## DIRECTIONS FOR THIS TASK
Whenever the string "Importers" turns up in a line of the data below, copy that line.

---*---

PR #256, opened 2016-02-17
Port of StudioReader to SharpDX

SiNeumann:
Ported line by line StudioReader to SharpDX, this direct approach was used because converting Geometries from Helixtoolkit.Wpf using the Studioreader there would result in some ugly artifacts. TODO Provide Demo. I have a working Demo on my machine still have to clean it

### DIFF
--- a/Source/HelixToolkit.Wpf/Importers/StudioReader.cs
+++ b/Source/HelixToolkit.Wpf/Importers/StudioReader.cs
@@ -547,7 +547,6 @@ namespace HelixToolkit.Wpf
                         }
 
                         mg.Children.Add(new SpecularMaterial(new SolidColorBrush(specular), specularPower));
-                        mg.Children.Add(new EmissiveMaterial((new SolidColorBrush( luminance))));
                         if (name != null)
                         {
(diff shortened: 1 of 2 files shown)


Source/HelixToolkit.Wpf/Importers/StudioReader.cs
```diff
@@ -547,7 +547,7 @@ private void ReadMaterial(BinaryReader reader, int chunkSize)
                         }
 
                         mg.Children.Add(new SpecularMaterial(new SolidColorBrush(specular), specularPower));
-
+                        mg.Children.Add(new EmissiveMaterial((new SolidColorBrush( luminance))));
```
objorke: Is this needed?
Is it a defect or enhancement?
Can we see this effect on any of the included models? (/Models/3ds)

SiNeumann: Sorry forgot to remove it. It's a defect

objorke: Will not merge until it is reverted :-)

---*---

## OUTPUT FOR THIS TASK
--- a/Source/HelixToolkit.Wpf/Importers/StudioReader.cs
+++ b/Source/HelixToolkit.Wpf/Importers/StudioReader.cs
Source/HelixToolkit.Wpf/Importers/StudioReader.cs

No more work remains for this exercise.